- [What you have to do]: Everything in the data below is left aside except the lines from the one containing "I've now fixed" through the one containing "bingikarthik: This was fixed now.."; repeat those exactly.

- [Data extract]:
*** Block opens ***

PR #4974, opened 2025-10-06
Fix taskfile ordering bug with zz_generated.go files

matthchr:
We run the full header-check script at v2/ directory for many tasks running in parallel. This can cause issues where the controller task deletes the zz_generated.go files after the check_headers script has discovered them via file-listing, which causes the script to error because the file was deleted out from under it.

Fix to only run check_headers on the directory in quesiton. This also has the added benefit of reducing duplication of checks slightly (we still have some because controller checks all of v2 which covers generator and asoctl anyway).

## Checklist

- [ ] this PR contains tests

### DIFF
--- a/Taskfile.yml
+++ b/Taskfile.yml
@@ -122,7 +122,6 @@ tasks:
     deps: 
       - header-check
       - specifier-check
-      - controller:check-crd-size
 
   make-release-artifacts:
     desc: Produce files required for an ASOv2 release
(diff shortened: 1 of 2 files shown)


Taskfile.yml
```diff
@@ -1249,7 +1259,9 @@ tasks:
 
   crossplane:ci:
     deps: 
-      - basic-checks
+      - task: basic-checks
+        vars:
+          DIR: '{{.CROSSPLANE_ROOT}}'
```
theunrepentantgeek, line 1264: I didn't know you could do this. Nice.

theunrepentantgeek (approved):
I'd tried to fix this but never worked out where the problem came from.

PR #4976, opened 2025-10-07
Add PreReconcileOwnerCheck and implement for Kusto Databases

### LINKED ISSUE #4933: Bug: Kusto database creation attempts while cluster is stopped
## Describe the bug

We are creating some ADX clusters with auto stop enabled with some databases attached. When the cluster is stoped the `kusto_database` controller still attempts PUT requests.

```
Reason: Failed, Severity: Warning, RetryClassification: RetrySlow, Cause: error getting status for resource ID "<arm_id>": 
getting resource with ID: "<arm_id>": GET https://management.azure.com/<arm_id>
 RESPONSE 400: 400 Bad Request ERROR CODE: BadRequest 
{ "error": { "code": "BadRequest", "message": "Cannot fetch databases while resource is in state 'Stopped'." } }
```

Azure Service Operator Version: 2.15.0

## Expected behavior

Reconciliations should be retried without performing the PUT request that it's always failing.

## To Reproduce

Create a kusto cluster & database and then stop the cluster.

## Additional context

Doesn't seem to be exactly a terminal state, but seems like adding "stopped" to the [set](https://github.com/Azure/azure-service-operator/blob/b6e426001b6d457725abe987b449a647450263ce/v2/api/kusto/customizations/cluster_extensions.go#L32) would do the trick

theunrepentantgeek:
## What this PR does

It turns out existing `PreReconcileCheck` extension point has a fatal flaw - it relies on the ability to GET the child resource regardless of the state of the owner resource.

For Kusto Clusters, this is not the case - if the cluster is stopped, you can't do a GET of the child resource at all.

This PR adds a second extension point, similar to the first but without the requirement that the child resource be updated before the extension is invoked.

Resolves #4933 

gif


v2/api/kusto/customizations/database_extensions.go
```diff
@@ -19,23 +19,22 @@ import (
...
 
-var _ extensions.PreReconciliationChecker = &ClusterExtension{}
+var _ extensions.PreReconciliationOwnerChecker = &DatabaseExtension{}
 
 // Ensure we're dealing with the hub version of Cluster
 // If this no longer compiles (due to a newer version being imported), change the import above to that version.
 var _ conversion.Hub = &kusto.Cluster{}
 
-// PreReconcileCheck is called before the reconciliation of the resource to see if the cluster
+// PreReconcileOwnerCheck is called before the reconciliation of the resource to see if the cluster
```
matthchr, line 28: minor, maybe clarify docs here a bit to explain owner vs not?

theunrepentantgeek: Done.

Issue #4957, opened 2025-09-26
Feature: Add Support for Azure Quota Groups in ASO


vronnG-dw:
_Describe the feature request._

Currently, Azure Service Operator (ASO) does not support the `Microsoft.Quota/groupQuotas` resource type. Azure Quota Groups are critical for governance and capacity management, especially in multi-subscription setup

https://learn.microsoft.com/en-us/rest/api/quota/group-quotas?view=rest-quota-2025-09-01

Extend ASO to support the Azure Quota Group resource (Microsoft.Quota/groupQuotas).

matthchr:
Seems like a reasonable request.

PR #4979, opened 2025-10-11
feat: Add Azure Quota resource support to ASO v2

bingikarthik:
## What this PR does

This PR adds support for Azure Quota resources to Azure Service Operator (ASO) v2, enabling Kubernetes-native management of Azure quotas.

**Key additions:**
- New `GroupQuota` Kubernetes resource (`quota.azure.com/v1api20250901`)
- Complete code generation from Azure Quota REST API (2025-09-01)
- Integration test for CRUD operations
- YAML samples and documentation

Closes https://github.com/Azure/azure-service-operator/issues/4957

gif

## Checklist

- [x] this PR contains tests

### DIFF
--- a/v2/internal/controllers/quota_quota_crud_v20250901_test.go
+++ b/v2/internal/controllers/quota_quota_crud_v20250901_test.go
@@ -10,6 +10,7 @@ import (
 	"testing"
 
 	. "github.com/onsi/gomega"
+
 	metav1 "k8s.io/apimachinery/pkg/apis/meta/v1"
 
 	quota "github.com/Azure/azure-service-operator/v2/api/quota/v1api20250901"
@@ -24,7 +25,7 @@ func Test_Quota_Quota_v20250901_CRUD(t *testing.T) {
 	tc := globalTestContext.ForTest(t)
 
 	// Compute quotas must be scoped to provider-location, not ResourceGroup
-	providerLocationScope := fmt.Sprintf("/subscriptions/%s/providers/Microsoft.Compute/locations/%s", 
+	providerLocationScope := fmt.Sprintf("/subscriptions/%s/providers/Microsoft.Compute/locations/%s",
 		tc.AzureSubscription, *tc.AzureRegion)
 
 	quotaResource := &quota.Quota{
@@ -69,7 +70,7 @@ func Test_Quota_Quota_v20250901_CRUD(t *testing.T) {
 	tc.PatchResourceAndWait(old, quotaResource)
 
 	if quotaResource.Status.Properties != nil &&
-		quotaResource.Status.Properties.Limit != nil && 
+		quotaResource.Status.Properties.Limit != nil &&
 		quotaResource.Status.Properties.Limit.LimitValue != nil {
 		g.Expect(quotaResource.Status.Properties.Limit.LimitValue.Value).To(Equal(to.Ptr(200)))
 	}
@@ -83,7 +84,6 @@ func Test_Quota_Quota_v20250901_CRUD(t *testing.T) {
 	// We simply verify the quota exists and has the correct updated values
 	g.Expect(quotaResource.Status.Id).ToNot(BeNil())
 	armId := *quotaResource.Status.Id
-	
 	// Verify the quota still exists in Azure with updated values
 	exists, retryAfter, err := tc.AzureClient.CheckExistenceWithGetByID(tc.Ctx, armId, string(quota.APIVersion_Value))
 	tc.Expect(err).ToNot(HaveOccurred())
@@ -94,8 +94,6 @@ func Test_Quota_Quota_v20250901_CRUD(t *testing.T) {
 	// since Azure Quota API doesn't support deletion
 	old = quotaResource.DeepCopy()
 	quotaResource.SetOwnerReferences([]metav1.OwnerReference{}) // Remove owner reference
-	quotaResource.SetFinalizers([]string{})                    // Remove finalizers
+	quotaResource.SetFinalizers([]string{})                     // Remove finalizers
 	tc.Patch(old, quotaResource)
 }
-
-


v2/azure-arm.yaml
```diff
@@ -4481,6 +4481,11 @@ objectModelConfiguration:
       WorkspaceFeatures:
         ClusterResourceId:
           $referenceType: arm
+  quota:
+    2025-09-01:
+      Quota:
+        $exportAs: GroupQuota
```
theunrepentantgeek: Is this the right import/export combo?

Looking at the ARM/Bicep docs, it seems we have both [Quota](https://learn.microsoft.com/en-us/azure/templates/microsoft.quota/quotas?pivots=deployment-language-bicep) and [GroupQuota](https://learn.microsoft.com/en-us/azure/templates/microsoft.quota/groupquotas?pivots=deployment-language-bicep), so the cross-over where the resource `Quota` is exported as `GroupQuota` seems surprising.

v2/samples/quota/v1api20250901/v1api20250901_groupquota.yaml
theunrepentantgeek, line 1: Missing a recording file to demonstrate the sample works - see [Create a sample to demonstrate the resource](https://azure.github.io/azure-service-operator/contributing/add-a-new-code-generated-resource/create-a-sample/).

v2/internal/controllers/quota_groupquota_crud_v20250901_test.go
```diff
@@ -0,0 +1,66 @@
...
+						Value:           to.Ptr(100),
+						LimitObjectType: to.Ptr(quota.LimitType_LimitValue),
+					},
+				},
+			},
+		},
+	}
+
+	tc.CreateResourceAndWait(groupQuota)
+	defer tc.DeleteResourceAndWait(groupQuota)
```
theunrepentantgeek: Rather than scheduling the deletion like this, we prefer to explicitly test that deletions work properly at the end of the test - here's an example using [BatchAccount](https://github.com/Azure/azure-service-operator/blob/main/v2/internal/controllers/crd_batch_account_test.go).

v2/internal/controllers/quota_groupquota_crud_v20250901_test.go
theunrepentantgeek, line 1: Missing a recording to demonstrate the test passes - see [Write a test for the resource](https://azure.github.io/azure-service-operator/contributing/add-a-new-code-generated-resource/write-a-test/).

v2/azure-arm.yaml
bingikarthik: Ya! That was confusing naming on my part.
I originally intended to implement `Microsoft.Quota/groupQuotas` but ASO's generator couldn't handle that resource type properly due to its non-standard ARM path structure. So I ended up generating the general `Microsoft.Quota/quotas` resource instead, but mistakenly kept calling it "GroupQuota" in the export name.

I've now fixed this to be consistent - the `Quota resource` is exported as `Quota`. This provides general quota management functionality, which is still valuable even though it's not the specific GroupQuotas feature I initially aimed for.
Thanks for catching that - the naming should definitely match what we're actually generating!

v2/internal/controllers/quota_groupquota_crud_v20250901_test.go
bingikarthik: This was fixed now..

v2/samples/quota/v1api20250901/v1api20250901_groupquota.yaml
bingikarthik: This was added now, thanks for doc!

v2/internal/controllers/quota_groupquota_crud_v20250901_test.go
bingikarthik: This was added now, thanks for doc!

v2/api/quota/v1api20250901/structure.txt
```diff
@@ -0,0 +1,64 @@
...
+│       │   └── LimitValue: *Object (3 properties)
+│       │       ├── LimitObjectType: *Enum (1 value)
+│       │       │   └── "LimitValue"
+│       │       ├── LimitType: *Enum (2 values)
+│       │       │   ├── "Independent"
+│       │       │   └── "Shared"
+│       │       └── Value: *int
+│       ├── Name: *Object (1 property)
+│       │   └── Value: *string
+│       ├── Properties: *v1.JSON
```
matthchr, line 25: Thought this v1.JSON was weird, but confirmed that's the actual spec for the API

matthchr:
It looks like the test is failing because of the changes that @theunrepentantgeek asked you to do here:
https://github.com/Azure/azure-service-operator/pull/4979#discussion_r2425061361

Can you re-record this test and push?

The error is:
> [controller:test-integration-envtest]     logr.go:280: I2025-10-13T19:20:59Z] resources_resourcegroup "msg"="Resource deletion failure" name="asotest-rg-mpunbm" namespace="aso-test-quota-quota-crud" azureName="asotest-rg-mpunbm" resourceID="/subscriptions/00000000-0000-0000-0000-000000000000/resourceGroups/asotest-rg-mpunbm" error="Delete \"https://management.azure.com/subscriptions/00000000-0000-0000-0000-000000000000/resourceGroups/asotest-rg-mpunbm?api-version=2020-06-01\": Reason: ReconciliationFailedPermanently, Severity: Error, RetryClassification: None, Cause: cannot find go-vcr recording for request from test \"Test_Quota_Quota_CRUD\" (cassette: \"recordings/Test_Quota_Quota_CRUD\") (no responses recorded for this method/URL): DELETE https://management.azure.com/subscriptions/00000000-0000-0000-0000-000000000000/resourceGroups/asotest-rg-mpunbm?api-version=2020-06-01 (attempt: 1750)\n\n"

bingikarthik:
> Can you re-record this test and push?

Done, it was pushed now..!

v2/samples/quota/v1api20250901/refs/v1api20200601_resourcegroup.yaml
```diff
@@ -0,0 +1,7 @@
+apiVersion: resources.azure.com/v1api20200601
+kind: ResourceGroup
```
matthchr: You don't need this file here (see other samples don't have it). It's somewhat implied atm...

@theunrepentantgeek for thoughts on this, but for now you should remove this file.

bingikarthik: This file was removed now, thanks..!

v2/internal/testcommon/samples_tester.go
```diff
@@ -239,19 +239,25 @@ func (t *SamplesTester) setSamplesOwnershipAndReferences(samples map[string]clie
 		if asoType.Owner().Kind == resolver.ResourceGroupKind {
 			ownersName = t.rgName
 		} else if t.useRandomName {
-			// Check if the owner exists in refs, then continue. We don't use random names for refs so its correct anyway.
-			_, found := refs[asoType.Owner().Kind]
-			if found {
-				continue
-			}
+			// Skip direct ARM references as they don't need owner lookup by Kind
```
matthchr: hmm, it would probably be easier to just follow the existing sample pattern of referring to the RG by ref:
```
  owner:
    name: aso-sample-rg
    group: resources.azure.com
    kind: ResourceGroup
```

Like so - you dont need to create that RG in the refs folder, it will just work.

bingikarthik: got it, let me check the same!

bingikarthik: Could you please check now @mattchr?
Main change would be here: https://github.com/Azure/azure-service-operator/pull/4979/files#diff-129601e30b4f3f665d7dc7d3d4a7de8f3a2c2ed03d75f6613d26fab6c16aee66R80-R81
As cannot delete the quota's, Ref: https://learn.microsoft.com/en-us/rest/api/reserved-vm-instances/quotaapi#using-quota-api

theunrepentantgeek:
The bad news - CI failed with the following error:

```
[controller:test-integration-envtest] --- FAIL: Test_Samples_CreationAndDeletion (0.01s)
[controller:test-integration-envtest]     --- FAIL: Test_Samples_CreationAndDeletion/Test_Quota_v1api20250901_CreationAndDeletion (0.00s)
[controller:test-integration-envtest]         kube_per_test_context.go:167: creating recorder: required environment variable "AZURE_SUBSCRIPTION_ID" was not supplied
```

which means the recording is missing for sample validation.

The good news is that this is one of the last checks, so things should work once the recording is present.

matthchr:
I see you disabled the sample test for the quota sample... but wondering, it seemed like it was passing previously - was it not? The fact that the test in Go code passes makes me think the sample test actually would pass fine? Is that not the case?

bingikarthik:
> I see you disabled the sample test for the quota sample... but wondering, it seemed like it was passing previously - was it not? The fact that the test in Go code passes makes me think the sample test actually would pass fine? Is that not the case?

Ya, I have purposely removed it
Since we can't delete the quota's, please check: https://github.com/Azure/azure-service-operator/pull/4979/files#diff-129601e30b4f3f665d7dc7d3d4a7de8f3a2c2ed03d75f6613d26fab6c16aee66R80-R81
As cannot delete the quota's, Ref: https://learn.microsoft.com/en-us/rest/api/reserved-vm-instances/quotaapi#using-quota-api

theunrepentantgeek:
Quota can't be deleted from Azure - but I'm not yet convinced that means the sample should be skipped. 

ASO [knows](https://github.com/Azure/azure-service-operator/pull/4979/files#diff-d096d3aea9ca3619a2b05a90c0f8edacc6cb18f8c584127d53864052f66698fcR131-R137) that the Azure doesn't support Deletion of the resource:

``` go
// GetSupportedOperations returns the operations supported by the resource
func (quota *Quota) GetSupportedOperations() []genruntime.ResourceOperation {
	return []genruntime.ResourceOperation{
		genruntime.ResourceOperationGet,
		genruntime.ResourceOperationPut,
	}
}
```

This should mean that deleting the resource _from the cluster_ works just fine, as ASO won't try to delete it from Azure. 

Let me pull your branch and test that.

theunrepentantgeek:
It definitely doesn't work. 😲 

What do you think, @matthchr? Is this a bug or is there some reason for this behaviour I've forgotten?

v2/internal/controllers/quota_quota_crud_v20250901_test.go
```diff
@@ -0,0 +1,101 @@
...
+	// Create a Resource Group to own the Quota (since it's an extension resource)
+	// Use fixed names to match the recording
+	rg := &resources.ResourceGroup{
+		ObjectMeta: tc.MakeObjectMetaWithName("asotest-rg-mpunbm"),
+		Spec: resources.ResourceGroup_Spec{
+			Location: tc.AzureRegion,
+			Tags: map[string]string{"CreatedAt": "2001-02-03T04:05:06Z"},
+		},
+	}
+	tc.CreateResourceAndWait(rg)
```
theunrepentantgeek: You don't need to overcontrol like this - just use

``` go
```

And that will do the right thing for you.

v2/internal/controllers/quota_quota_crud_v20250901_test.go
```diff
@@ -0,0 +1,101 @@
...
+
+	quotaResource := &quota.Quota{
+		ObjectMeta: tc.MakeObjectMetaWithName("asotest-quota-gicqir"),
```
theunrepentantgeek: The use of suffixes to isolate tests (allowing them to be run in parallel against actual Azure) is a detail you don't normally need to worry about here.

Why not use

``` go
ObjectMeta := tc.MakeObjectMeta("asotest-quota")
```

The `tc.MakeObjectMetaWithName` variant is mostly used for things that must have specific exact names like `default`.

bingikarthik:
> as ASO won't try to delete it from Azure.

Actually, ASO trying to delete the quota from Azure while running the sample recording test:
image

theunrepentantgeek:
> Actually, ASO trying to delete the quota from Azure while running the sample recording test

Yes, you're right. I discovered that while testing your branch yesterday.

For now, I think the suppression of `quota` in `samples_test.go` is actually correct. 

To test this, I've triggered our workflow runs, but I expect they'll fail on the sample and we'll need to put the suppression back.

bingikarthik:
@matthchr Could you please re-trigger the CI? thanks..

matthchr:
Looks like you missed running gofmt? Can you fix and push and I'll re-run tests and we can merge?

bingikarthik:
> Looks like you missed running gofmt? Can you fix and push and I'll re-run tests and we can merge?

Sure, it's done now!

theunrepentantgeek:
Thanks @bingikarthik, much appreciated. We're intending on releasing v2.16 this week.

*** Block closes ***

- [Result for this exercise]:
I've now fixed this to be consistent - the `Quota resource` is exported as `Quota`. This provides general quota management functionality, which is still valuable even though it's not the specific GroupQuotas feature I initially aimed for.
Thanks for catching that - the naming should definitely match what we're actually generating!

v2/internal/controllers/quota_groupquota_crud_v20250901_test.go
bingikarthik: This was fixed now..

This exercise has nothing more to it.